En los últimos 150 años, el mundo ha cambiado una barbaridad. Sin embargo, curiosamente las bases del sistema educativo se mantienen igual. En este artículo profundizaremos sobre la verdadera labor de la educación, así como las principales diferencias entre el viejo paradigma, asentado en el siglo XX, y el nuevo paradigma educativo que está surgiendo en el siglo XXI.

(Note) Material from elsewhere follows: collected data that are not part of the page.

PR #880, opened 2023-12-20
lib/defines.h: Use 'time_t' for DAY

alejandro-colomar:
Special care has to be taken for 32 bit systems with a 64 bit time_t, since their long data type is still 32 bit.

Reported-by: @stoeckmann

### DIFF
--- a/lib/defines.h
+++ b/lib/defines.h
@@ -144,7 +144,7 @@
 
 /* Solaris defines this in shadow.h */
 #ifndef DAY
-#define DAY (24L*3600L)
+#define DAY  ((time_t) 24 * 3600)
 #endif
 
 #define WEEK (7*DAY)


alejandro-colomar:
Or maybe we should `#define DAY ((time_t) 24 * (time_t) 3600)`.  This would be more appropriate, since it's seconds, and seconds are expressed in `time_t` units in C.

What do you prefer?

stoeckmann:
Let's use time_t because it's sometimes 32 bit and sometimes 64 bit. It won't hurt to go with long long, since on systems where shadow would be used, it's very very likely 64 bit and large enough.

But time_t sounds more reasonable. Wouldn't take two casts but it doesn't hurt either.

alejandro-colomar:
v2:

-  Use time_t, and use it only once

```
$ git range-diff shadow/master gh/DAY DAY 
1:  a3f8f445 ! 1:  34abbdf9 lib/defines.h: Use 'long long' for DAY
    @@ Metadata
     
      ## Commit message ##
    -    lib/defines.h: Use 'long long' for DAY
    +    lib/defines.h: Use appropriate types for DAY
     
         Special care has to be taken for 32 bit systems with a 64 bit time_t,
         since their long data type is still 32 bit.
     
    +    Since this macro expresses a number of seconds, and seconds are in units
    +    of 'time_t' in C, the appropriate type for the multiplication is
    +    'time_t'.
    +
         Reported-by: Tobias Stoeckmann <tobias@stoeckmann.org>
     
    @@ lib/defines.h
      /* Solaris defines this in shadow.h */
      #ifndef DAY
     -#define DAY (24L*3600L)
    -+#define DAY (24LL*3600LL)
    ++#define DAY  ((time_t) 24 * 3600)
      #endif
      
      #define WEEK (7*DAY)
```

alejandro-colomar:
> But time_t sounds more reasonable. Wouldn't take two casts but it doesn't hurt either.

You're right.  Originally, I was worried that default promotions would do weird things, but I checked and no, so one cast is enough.

alejandro-colomar:
v2b:

-  Slight reword of commit message

```
$ git range-diff shadow/master gh/DAY DAY 
1:  34abbdf9 ! 1:  82fa3e1e lib/defines.h: Use appropriate types for DAY
    @@ Metadata
     
      ## Commit message ##
    -    lib/defines.h: Use appropriate types for DAY
    +    lib/defines.h: Use 'time_t' for DAY
     
         Special care has to be taken for 32 bit systems with a 64 bit time_t,
         since their long data type is still 32 bit.
```

hallyn (approved):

El nuevo paradigma de la educación: una nueva forma de concebir a los alumnos

El nuevo paradigma de la educación procede de un giro radical en la forma de concebir al ser humano, mucho más profunda y trascendente que la visión imperante en la actualidad, gobernada por la superficialidad y la falta de autoconocimiento. A continuación, vamos a indagar en estas diferencias.

 

La memoria y el intelecto 

En el viejo paradigma educativo se valora a todos los alumnos bajo un mismo parámetro: el coeficiente intelectual. Además, se basa casi exclusivamente en uno de los aspectos de nuestro intelecto: la memoria. Este sistema genera frustración e inseguridades en muchos alumnos cuya capacidad memorística no es su mayor don. A la vez, se olvidan otros tipos de inteligencia que, como mínimo, son igual de importantes.

 

Las inteligencias múltiples

La teoría de las inteligencias múltiples, formulada por Howard Gardner en 1983, nos dice que los seres humanos tenemos un total de 8 inteligencias: lingüística, lógico-matemática, visual-espacial, corporal, musical, intrapersonal, interpersonal y naturalista. En el nuevo paradigma de la educación, se valoran todos estos aspectos para que los alumnos se den cuenta de sus cualidades innatas, lo cual mejora su autoestima. Por otro lado, se trabajan todos los ámbitos para que cada persona pueda desarrollar su potencial al máximo.

 

Formación estandarizada

El propósito de las escuelas del viejo paradigma tiene como origen generar mano de obra para las fábricas. Por ello, todos los alumnos reciben la misma formación básica que les permita cumplir con las funciones profesionales que se demandan. Sin embargo, debido a que cada ser humano es único e irrepetible, este sistema ataca directamente a la singularidad y creatividad de los estudiantes, que se ven forzados a adaptarse al molde educativo y social establecido.

 

Educación personalizada

Desde el nuevo paradigma educativo se concibe a los alumnos como semillas únicas y auténticas, con unas capacidades excepcionales. Al igual que una rosa y una margarita no tienen las mismas necesidades para florecer, todos los niños requieren un acompañamiento especializado, que tenga en cuenta su personalidad, sus habilidades y sus intereses exclusivos. Gracias a esta visión de la educación, cada alumno puede extraer lo mejor de sí mismo, complementándose a la perfección con sus compañeros y aprendiendo de ellos.

 

Formación deshumanizada

En el viejo paradigma educativo no importan los sentimientos, emociones y ambiciones de los niños. Por resumir, no se presta ninguna atención al mundo interior de los alumnos, sino que se asume que este no tiene ningún valor por sí mismo. En cambio, se cree que lo único importante es formarlos para amoldarlos, de manera que encajen en el sistema socioeconómico establecido. En consecuencia, y con el devenir de los años, los niños se convierten en adultos totalmente desconectados de su naturaleza esencial y que buscan fuera aquello que ya tienen en su interior.

 

Educación humana

Mientras que formar es un acto de fuera hacia dentro, educar es un acto de dentro hacia fuera. Se trata de acompañar a los niños para ayudarlos a extraer todo el potencial que llevan dentro. Para ello, es imprescindible tener en cuenta la dimensión intangible de los alumnos, asistiéndoles para que sepan ser verdaderamente felices. Desde el nuevo paradigma educativo, se es plenamente consciente de que una persona solo podrá desarrollar su potencial si sabe cómo gestionar sus creencias, pensamientos y emociones.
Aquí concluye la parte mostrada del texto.